Just wondering if anyone used Muscle Depot and what was the experience with their gear? A few years ago I used a domestic lab called RC Labs but since then I think they closed as to I can’t get in touch via email. Thing about muscle depot is that it’s a actual site, RC was strictly email ordering.


----------



## docholiday08 (Apr 7, 2018)

Never used them, but I  think there have been some lab tests for MD over at AS.I can't remember the results.


----------



## bibin (Apr 8, 2018)

Its a good site;
- email them and get a quick response back 
- good customer service 
- good gear 
- easy website to navigate


----------



## JuiceTrain (Apr 8, 2018)

Can I buy biceps and obliques from them?


----------



## Bighulkbaby88 (Apr 10, 2018)

*G2g*

Their fire bro they go the extra mile to help you out if they **** up they make it right with extra and look out these very good source gears on point


----------



## Rhino99 (Apr 11, 2018)

Lmfao
.....


----------



## Leatherhead (May 17, 2018)

I've used muscle depot quite a few times, and should have stuck with them for my last order. I'd have everything and I  know that it would be good gear. They have a pretty weak forum but the gear is ok.


----------



## Viduus (May 18, 2018)

JuiceTrain said:


> Can I buy biceps and obliques from them?

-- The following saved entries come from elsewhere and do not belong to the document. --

PR #1108, opened 2017-09-26
Colorbar takes font style from Y Axis

AnkurD:
Added some examples for different font types
Source Code Pro:
source_code_pro
Noto Sans:
noto_sans
DejaVu Serif
dejavu_serif

### DIFF
--- a/src/backends/pyplot.jl
+++ b/src/backends/pyplot.jl
@@ -999,13 +999,13 @@ function _before_layout_calcs(plt::Plot{PyPlotBackend})
             # create and store the colorbar object (handle) and the axis that it is drawn on.
             # note: the colorbar axis is positioned independently from the subplot axis
             fig = plt.o
-		cbax = fig[:add_axes]([0.8,0.1,0.03,0.8], label = string(gensym()))
-		cb = fig[:colorbar](handle; cax = cbax, kw...)
-		cb[:set_label](sp[:colorbar_title],size=py_dpi_scale(plt, sp[:yaxis][:guidefont].pointsize),family=sp[:yaxis][:guidefont].family)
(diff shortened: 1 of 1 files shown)


daschw:
Looks good!
Just FYI: You could have also pushed these changes to the master branch you were using in https://github.com/JuliaPlots/Plots.jl/pull/1098

Since this PR changes the appearance of some test plots, the tests will probably not pass. The next steps would be to install VisualRegressionTests.jl and clone PlotReferenceImages.jl and run the tests locally (https://juliaplots.github.io/contributing/#testing). For some images (in this case the ones with colorbars) you will be prompted a comparison of the old and the new image, and a dialog asking whether to replace the old image with the new one. If you don't see any regression in the new image you can replace the old one. Once you have replaced the images and the tests pass locally you can add the new images (git add), commit and submit a PR to PlotReferenceImages.jl. In that PR please reference this PR. This will ensure that the Plots tests will pass in future.

This probably sounds a little complicated, so if you need any support, just ask here!

AnkurD:
Ah so I did actually make the PR to PlotReferenceImages before I submitted this one, see here: https://github.com/JuliaPlots/PlotReferenceImages.jl/pull/15

daschw:
Ok, great, I did not see this.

Make sure you get support items. It won’t turn out well if you use them without veins and ligaments.


----------



## notsoswoleCPA (May 18, 2018)

JuiceTrain said:


> Can I buy biceps and obliques from them?



I wonder if they will work out a trade on my abdominal fat for some abdominal muscle?


----------



## Lean_dude27 (May 20, 2018)

great reviews, all from new members? 
Must be legit LOL


----------



## Jaydub (May 20, 2018)

Da fuk is going on over here??


----------



## Beezy (May 20, 2018)

Hahaha! I feel like I just watched an infomercial, except all the raving fans who joined about the same time as the op forgot to put “actor representation, not an actual client” at the bottom of their posts. 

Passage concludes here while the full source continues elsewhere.